Vaishali Sinha is an Indian activist filmmaker with a penchant for socially sensitive issues, often related to female sexuality, such as surrogacy, abort and sexual education. After a couple of short films, in 2010 she co-directed with Rebecca Haimowitz “Made In India”, an in-depth look at the surrogacy’s legal and ethical implications and human and reproductive rights, through the tribulations of an infertile couple. She uses the same warm touch here in “Ask The Sexpert” to talk about sex education and the obstacles it is facing in Indian society, channeling a very humane real story.

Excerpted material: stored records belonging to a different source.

PR #3520, opened 2020-09-09
[mqtt] In-Memory Persistence for bridge

and-rewsmith:
## Context
This PR adds in-memory persistence for the bridge. This implementation does not address ttl or priority. The way iothub telemetry will be sent to the bridge means that we might not need to handle priority / ttl explicitly in the bridge. In the spec we referred to this component as a queue, however I have avoided that name because we thought it added confusion. What we are adding in this PR isn't a queue as it supports removing elements by key.

Each bridge will own two persistent collections (upstream and downstream).  A bridge entity will interact with each collection from both ends. It will insert incoming publications into the collection, and read messages out to be published to their destinations.

## Main Sections
Here are the main components in this PR. I have added code comments above each one for further clarity.

**Persist Interface**: Defines operations for both the in-memory (contained in this PR) and disk persistence (will be added later)

**InMemoryPersist Struct**: In-memory implementation of the ```Persist``` trait. This does not handle priority or ttl.

**Loader Struct**: Responsible for loading elements from the ```InMemoryPersist```. It implements the stream trait to simplify the logic in the bridge.

**WakingMap Struct**: Non-exposed implementation struct that serves as the state for the ```InMemoryPersist```. An instance of this struct will be shared between the ```InMemoryPersist``` and the ```Loader```. When streams are waiting for new elements, it can wake them up whenever a new element is inserted into the collection.


mqtt/mqtt-bridge/src/persist/memory/loader.rs
```diff
@@ -0,0 +1,328 @@
...
+        let poll_stream = async move {
+            let maybe_extracted = loader.next().await;
+            if let Some(extracted) = maybe_extracted {
+                assert_eq!((key_copy, pub_copy), extracted);
+            }
+        };
+
+        // start the function and make sure it starts polling the stream before next step
+        let poll_stream_handle = tokio::spawn(poll_stream);
+        time::delay_for(Duration::from_secs(2)).await;
```
and-rewsmith, line 320: I don't think we can use notify here because we would need to notify in the stream implementation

Ask the Sexpert is screening at the 16th IFFLA

“Ask The Sexpert” is a popular column of the Mumbai Mirror, where agony aunt Dr. Mahinder Watsa answers the readers’ questions about sexuality. During the years, the column and its adviser have became incredibly popular due to a mix of informative non-moralistic answers and the matter-of-fact sense of humor that it provides. Many young boys and girls have learned things they couldn’t ask their parents and many couples have rediscovered that “sex is a joyful thing”, to use his words. The general perception of Dr. Watsa is of a 40-something, good-looking doctor (with mustache, adds an enthusiastic girl), but in reality, the star of this daily appointment is none other than a jolly 91-year-old retired gynecologist and obstetrician. We see him checking his emails on screen with a big magnifying lens and going through erectile dysfunctions and weird libido habits as if he would read the supermarket shopping list; the striking contrast between this lovely pensioner and the subjects he deals with is at the same time funny and heart-warming.

Meenal Baghel, editor in chief of the Mumbai Mirror explains that while designing the paper she strongly wanted to have a sex column, partly to use as a hook, but mainly to have a space to discuss about issues of sexuality, and Dr. Watsa’s age was a bonus as he had lots of field experience. He has now been doing it for 9 years. As a young comedian Aditi Mittal remarks: “There is something very non-threatening about an older person talking about sex” and adds: ”He made it possible for me to speak more freely”. But not everybody loves Dr. Watsa. Busy bee Pratiba Naittahni, activist and Professor of Political Science is his dedicated enemy, her strong sense of morality prevents her from grasping the importance of education; for her, some topics are just taboo. She stubbornly walks from a law firm to another, filing lawsuits and complaints, regardless the lawyers’ polite and bored advises to give up.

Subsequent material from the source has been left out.